====== SOURCE MATERIAL
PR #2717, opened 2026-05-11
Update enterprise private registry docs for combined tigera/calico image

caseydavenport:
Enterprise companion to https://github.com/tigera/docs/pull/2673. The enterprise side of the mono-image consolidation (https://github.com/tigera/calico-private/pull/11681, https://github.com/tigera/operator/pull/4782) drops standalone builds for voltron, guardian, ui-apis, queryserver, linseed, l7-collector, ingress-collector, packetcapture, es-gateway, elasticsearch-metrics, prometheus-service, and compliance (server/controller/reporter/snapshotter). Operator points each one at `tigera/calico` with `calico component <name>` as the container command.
============
====== SOURCE MATERIAL
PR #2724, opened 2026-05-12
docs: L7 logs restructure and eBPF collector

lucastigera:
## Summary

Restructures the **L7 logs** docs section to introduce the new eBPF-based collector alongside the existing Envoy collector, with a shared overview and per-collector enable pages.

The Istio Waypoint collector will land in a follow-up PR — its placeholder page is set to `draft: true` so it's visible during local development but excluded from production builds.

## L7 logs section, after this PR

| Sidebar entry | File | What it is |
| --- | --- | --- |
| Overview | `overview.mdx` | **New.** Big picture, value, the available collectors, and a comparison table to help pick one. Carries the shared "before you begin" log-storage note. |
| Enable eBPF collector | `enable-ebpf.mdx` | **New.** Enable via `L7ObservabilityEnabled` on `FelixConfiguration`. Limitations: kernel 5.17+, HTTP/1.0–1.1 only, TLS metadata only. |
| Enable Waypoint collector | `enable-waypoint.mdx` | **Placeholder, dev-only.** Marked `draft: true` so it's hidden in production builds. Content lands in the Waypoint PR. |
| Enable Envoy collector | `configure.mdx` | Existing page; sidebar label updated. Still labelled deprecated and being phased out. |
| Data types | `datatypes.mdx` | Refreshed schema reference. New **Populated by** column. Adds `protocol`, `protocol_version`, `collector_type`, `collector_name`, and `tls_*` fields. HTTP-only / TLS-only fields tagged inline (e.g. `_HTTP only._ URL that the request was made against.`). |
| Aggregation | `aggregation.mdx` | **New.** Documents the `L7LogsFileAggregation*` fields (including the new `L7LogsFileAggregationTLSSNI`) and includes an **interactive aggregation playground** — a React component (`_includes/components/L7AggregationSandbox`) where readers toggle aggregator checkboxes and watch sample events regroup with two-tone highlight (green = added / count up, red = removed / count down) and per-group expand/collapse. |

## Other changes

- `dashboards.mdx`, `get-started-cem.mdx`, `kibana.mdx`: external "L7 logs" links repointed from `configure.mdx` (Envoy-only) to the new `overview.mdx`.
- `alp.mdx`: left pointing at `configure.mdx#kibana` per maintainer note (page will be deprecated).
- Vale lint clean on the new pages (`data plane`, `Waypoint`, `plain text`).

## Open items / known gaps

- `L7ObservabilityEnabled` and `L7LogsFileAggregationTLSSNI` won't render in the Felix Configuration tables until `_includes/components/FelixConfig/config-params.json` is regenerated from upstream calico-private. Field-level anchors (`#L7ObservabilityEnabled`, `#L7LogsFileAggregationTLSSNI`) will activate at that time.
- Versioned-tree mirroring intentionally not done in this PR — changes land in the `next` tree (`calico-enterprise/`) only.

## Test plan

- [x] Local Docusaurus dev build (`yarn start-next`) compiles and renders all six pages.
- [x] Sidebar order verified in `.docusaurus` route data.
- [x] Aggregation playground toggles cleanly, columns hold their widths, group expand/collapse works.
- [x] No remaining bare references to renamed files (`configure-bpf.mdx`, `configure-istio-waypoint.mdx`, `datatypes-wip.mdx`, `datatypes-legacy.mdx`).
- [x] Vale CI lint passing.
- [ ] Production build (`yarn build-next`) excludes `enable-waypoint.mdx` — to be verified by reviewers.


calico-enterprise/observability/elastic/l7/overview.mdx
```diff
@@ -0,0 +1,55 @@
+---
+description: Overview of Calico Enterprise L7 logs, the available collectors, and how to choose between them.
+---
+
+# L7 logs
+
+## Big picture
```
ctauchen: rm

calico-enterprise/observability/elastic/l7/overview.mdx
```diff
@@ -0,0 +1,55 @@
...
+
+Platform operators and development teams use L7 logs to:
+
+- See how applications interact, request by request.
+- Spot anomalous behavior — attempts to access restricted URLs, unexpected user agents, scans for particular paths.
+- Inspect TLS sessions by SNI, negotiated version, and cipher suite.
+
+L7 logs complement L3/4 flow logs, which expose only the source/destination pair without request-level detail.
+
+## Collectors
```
============
- [ABOUT THIS TASK] Work through the data and report how many of its lines hold the word "true", giving only the figure.

- [TASK RESPONSE] 2